Social learning theory's emphasis on expectations, insights, and information broadens our understanding of how people learn. According to social learning theory, humans use their powers of observation and thought to interpret their own experiences and those of others when deciding how to act. Moreover, human beings are capable of setting performance standards for themselves and then rewarding (or punishing) themselves for achieving or failing to achieve those standards as a way to regulate their own behavior. This important perspective can be applied to the learning of many different things, from skills and behavioral tendencies to attitudes, values, and ideas.

Cognitive Learning in Nonhumans

We have seen that classical and operant conditioning are no longer viewed as purely mechanical processes that can proceed without at least some cognitive activity. Moreover, animals are capable of latent learning, learning cognitive maps, and insight, all of which involve cognitive processes. Do nonhuman animals also exhibit other evidence of cognitive learning?
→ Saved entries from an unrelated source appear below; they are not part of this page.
PR #146, opened 2021-09-05
refactor(events-list): New sorters and filters for events.

nikomakela:
Started using only 2 different events filters and sorters. Both are descending by start times, but another uses events from LinkedEvents and another uses occurrences from API.

PT-1150 PT-1154.

### DIFF
--- a/public/locales/en/events.json
+++ b/public/locales/en/events.json
@@ -11,7 +11,7 @@
   },
   "sortOptions": {
     "lastModifiedTimeDesc": "Last modified",
-    "occurrenceStartTimeDesc": "Occurrence date"
+    "startTime": "Topical"
   },
   "search": {
     "buttonClear": "Clear search criteria",
--- a/public/locales/en/events.json
+++ b/public/locales/en/events.json
@@ -10,14 +10,8 @@
     "title": "Events"
   },
   "sortOptions": {
-    "duration": "Duration, ascending",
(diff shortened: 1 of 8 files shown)


nikomakela:
Since the sorting by occurrence data could not be done, the default sort is now event start time and it's text is changed to "Ajankohtaista"

image

Sartonon (approved):

nikomakela:
I don't understand the reason why the language selector cannot be clicked:

This code always throws from `.click(header.languageSelector)` and there is nothing wrong in screen shot - the button is just not clicked!
```
  await t
    .expect(header.languageSelector.exists)
    .ok()
    .click(header.languageSelector)
    .click(header.languageSelectorItemSv)
    .expect(getPathname())
    .eql('/sv');
```

nikomakela:
> I don't understand the reason why the language selector cannot be clicked:
> 
> This code always throws from `.click(header.languageSelector)` and there is nothing wrong in screen shot - the button is just not clicked!
> 
> ```
>   await t
>     .expect(header.languageSelector.exists)
>     .ok()
>     .click(header.languageSelector)
>     .click(header.languageSelectorItemSv)
>     .expect(getPathname())
>     .eql('/sv');
> ```

Github actually shows the stop in different place and in here it's related to the new headless cms feature. The path is not /sv but /sv/cms-page. Some reason why the cms-page is selected as a default page.

PR #147, opened 2021-09-06
PT-1138 | CMS navigation and SEO stuff

Sartonon:
## Description :sparkles:

- CMS navigation
- CMS pages SEO

### Closes :no_good_woman:

**[PT-1138](https://helsinkisolutionoffice.atlassian.net/browse/PT-1138):**


src/common/components/meta/PageMeta.tsx
```diff
@@ -9,22 +12,40 @@ export type Props = {
...
+    path: string;
+    locale: Language;
+  }[];
 };
 
+export function getLanguageAwarePath(
+  locale: string | undefined,
+  path: string
+): string {
+  if (locale === 'fi') {
```
nikomakela, line 30: Should this be taken from Language enum, so the places where the languages are used and checked could be found more easily?

src/headless-cms/components/CmsPageNavigation.tsx
```diff
@@ -1,52 +1,56 @@
...
+                            className={classNames({
+                              [styles.activeLink]: isActiveLink(uri),
+                            })}
+                          >
+                            <span>{n.title}</span>
+                          </a>
+                        </Link>
+                      );
+                    })}
+                </div>
```
nikomakela, line 47: This could be splitted to a new component so it would not look so clumsy

nikomakela (approved):

src/headless-cms/components/CmsPageNavigation.tsx
Sartonon: Which part? :D this is already a new component

PR #149, opened 2021-09-07
fix: language change when headless cms is not enabled

Sartonon:
### Closes :no_good_woman:


src/domain/app/header/Header.tsx
```diff
@@ -118,10 +118,16 @@ const Header: React.FC = () => {
...
                 lang={option.value}
                 label={option.label}
-                onClick={changeLanguage(
-                  `/cms-page${nav?.uri ? stripLocaleFormUri(nav?.uri) : ''}`,
-                  option.value
-                )}
+                onClick={
+                  isFeatureEnabled('HEADLESS_CMS')
+                    ? changeLanguage(
+                        `/cms-page${
```
nikomakela, line 124: A router constant should be used for path.

nikomakela (changes requested):

nikomakela (approved):

PR #155, opened 2021-09-17
feat: use allOngoingAnd parameter to get better search results

Sartonon:
## Description :sparkles:

- use allOngoingAnd parameter to get better search results

### Closes :no_good_woman:

**[PT-1206](https://helsinkisolutionoffice.atlassian.net/browse/PT-1206):**

### DIFF
--- a/src/domain/events/__tests__/EventsPage.test.tsx
+++ b/src/domain/events/__tests__/EventsPage.test.tsx
@@ -61,7 +61,7 @@ const mocks: MockedResponse[] = [
       variables: {
         include: ['keywords', 'location'],
         keyword: [],
-        text: '',
+        allOngoingAnd: null,
         inLanguage: '',
         location: '',
         start: 'now',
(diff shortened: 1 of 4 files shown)


nikomakela (commented):
Tested in my local environment. I rebuilt the cache with LE's management command and then the search seems to work ok when using keyword in free text field, but there are serious issues with an events counter and pagination. It may be so, because I'm using a local linked events and it might respond with wrong events (maybe the local cache is not in sync even after management command was ran). The page without filters was clear of events, which shouldn't be the case, but had a load more -button that rendered the event that is shown in the screenshot.

image


When tested with LE testserver, the page without filters loaded properly, but the free text search does not find any events when using keywords there. Maybe the staging server cache is out of sync?

So, locally, the keyword search works, but pagination is wrecked. With LE testserver, the pagination seems to work ok, but the search does not.

PR #156, opened 2021-09-17
fix: dont show upcoming occurrences in event card when there is none

Sartonon:
## Description :sparkles:

- Dont show upcoming occurrences in event card when there is none
- Show "No upcoming occurrences" text when event has no more upcoming occurrences

### Closes :no_good_woman:

**[PT-1208](https://helsinkisolutionoffice.atlassian.net/browse/PT-1208):**
**[PT-1164](https://helsinkisolutionoffice.atlassian.net/browse/PT-1164):**

### DIFF
--- a/src/domain/events/EventsPage.tsx
+++ b/src/domain/events/EventsPage.tsx
@@ -19,7 +19,6 @@ import {
   getEventFilterVariables,
   getInitialValues,
   getTextFromDict,
-  // getEventsThatHaveUpcomingOccurrence,
   getSearchQueryObject,
 } from './utils';
 
@@ -60,7 +59,6 @@ const EventsPage = (): ReactElement => {
   }, [router.query, organisationName]);
 
   const eventsWithUpcomingOccurrences = eventsData?.events?.data;
-  // getEventsThatHaveUpcomingOccurrence(eventsData);
 
   const search = (values: EventSearchFormValues) => {
     values = { ...values, organisation: values.organisationId };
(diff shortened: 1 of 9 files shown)


src/domain/events/EventsPage.tsx
```diff
@@ -59,8 +59,8 @@ const EventsPage = (): ReactElement => {
     };
   }, [router.query, organisationName]);
 
-  const eventsWithUpcomingOccurrences =
-    getEventsThatHaveUpcomingOccurrence(eventsData);
+  const eventsWithUpcomingOccurrences = eventsData?.events?.data;
+  // getEventsThatHaveUpcomingOccurrence(eventsData);
```
Sartonon, line 63: I still need to delete this commented line

nikomakela (changes requested):
Tested locally:

image

It says "no upcoming occurrences", but still renders the "other event times" -button.

Response from graphQl API:
```
pEvent: {id: "UGFsdmVsdXRhcmpvdGluRXZlbnROb2RlOjM3", nextOccurrenceDatetime: null,…}
id: "UGFsdmVsdXRhcmpvdGluRXZlbnROb2RlOjM3"
lastOccurrenceDatetime: "2021-04-30T22:30:00+00:00"
nextOccurrenceDatetime: null
```

The code checks 

```
const hasMultipleOccurrences = nextOccurrenceTime !== lastOccurrenceTime;
```

but the lastOccurrenceTime is given, even when it's in past.

The variable name should be changed and the button should be shown only when the last occurrence is in future.

nikomakela:
needless imports reported by automation tools could also be resolved when a requested change is full filled

nikomakela (approved):

PR #166, opened 2021-11-01
PT-1269 | New event page base layout

Sartonon:
## Description :sparkles:

First I updated next to version 12 if it would brind some perf gains in development. Changed couple js files to msj to get things working.

In summary:

- Update next to v12
- Implement new base layout for event page

### Closes :no_good_woman:

**[PT-1269](https://helsinkisolutionoffice.atlassian.net/browse/PT-1269):**

## Screenshots :camera_flash:

Screenshot 2021-11-01 at 15 50 37


nikomakela (commented):
I think this is very much approvable from a code perspective and the event page is looking nice. I'm not sure how much is achieved here yet and is this really a reusable base layout, but at least there is a new event hero! Looking good anyway 😄 .

nikomakela (approved):

Sartonon:
> I think this is very much approvable from a code perspective and the event page is looking nice. I'm not sure how much is achieved here yet and is this really a reusable base layout, but at least there is a new event hero! Looking good anyway 😄 .

My goal wasn't to create reusabled layout component yet because we realized that at this point there is only this page that will use it

PR #167, opened 2021-11-02
PT-1270 | Keywords as links

Sartonon:
## Description :sparkles:

Changed keyword sto be links to search page with keyword query parameter. Trickier part was to find out which keyword belongs to which keyword set. It made things little bit harder to implement :)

The answer seems to be a qualified yes.

For example, in the wild, chimpanzees learn to use long sticks to fish for termites by watching their mothers (Lonsdorf, 2005; O'Malley, Wallauer, Murray, & Goodall, 2012). Capuchin monkeys have shown they can benefit from watching the mistakes of other monkeys that made unsuccessful attempts at opening a container (Kuroshima, Kuwahata, & Fujita, 2008). Some female dolphins in Australia cover their sensitive beaks with sponges when foraging for food on the sea floor, a skill they apparently learn by imitating their mothers (Kro et al., 2005). Meerkats have been observed teaching their young how to hunt and handle difficult prey (A. Thornton, 2008). And even rats that watch other rats try a novel or unfamiliar food without negative consequences show an increased tendency to eat the new food (Galef & Whiskin, 2004; Galef, Dudley, & Whiskin, 2008). These results, along with reports that animals as diverse as chickens and octopi, whales and bumblebees learn by watching others, further support the notion that nonhuman animals do indeed learn in ways that support the cognitive theory of learning.